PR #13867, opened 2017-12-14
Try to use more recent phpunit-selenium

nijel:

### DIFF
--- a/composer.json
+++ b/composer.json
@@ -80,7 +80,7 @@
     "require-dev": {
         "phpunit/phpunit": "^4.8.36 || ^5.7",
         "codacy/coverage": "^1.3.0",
++++
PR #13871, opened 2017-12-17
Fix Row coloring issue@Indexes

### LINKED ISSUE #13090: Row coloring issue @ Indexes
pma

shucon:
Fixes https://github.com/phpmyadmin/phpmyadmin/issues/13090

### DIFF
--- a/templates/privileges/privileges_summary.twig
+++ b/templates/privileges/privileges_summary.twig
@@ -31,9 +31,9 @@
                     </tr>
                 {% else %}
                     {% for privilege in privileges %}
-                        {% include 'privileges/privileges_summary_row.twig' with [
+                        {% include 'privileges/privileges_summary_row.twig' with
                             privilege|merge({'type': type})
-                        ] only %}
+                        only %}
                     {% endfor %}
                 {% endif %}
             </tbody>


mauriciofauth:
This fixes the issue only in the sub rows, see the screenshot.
++++
> _EXERCISE DESCRIPTION_
Copy out, word for word, the part of the entries above that begins at the line with "Fixes https://github.com/phpmyadmin/phpmyadmin/issues/13090" and ends at the line with "This fixes the", including both.

> _RESPONSE BELOW_
Fixes https://github.com/phpmyadmin/phpmyadmin/issues/13090

### DIFF
--- a/templates/privileges/privileges_summary.twig
+++ b/templates/privileges/privileges_summary.twig
@@ -31,9 +31,9 @@
                     </tr>
                 {% else %}
                     {% for privilege in privileges %}
-                        {% include 'privileges/privileges_summary_row.twig' with [
+                        {% include 'privileges/privileges_summary_row.twig' with
                             privilege|merge({'type': type})
-                        ] only %}
+                        only %}
                     {% endfor %}
                 {% endif %}
             </tbody>


mauriciofauth:
This fixes the issue only in the sub rows, see the screenshot.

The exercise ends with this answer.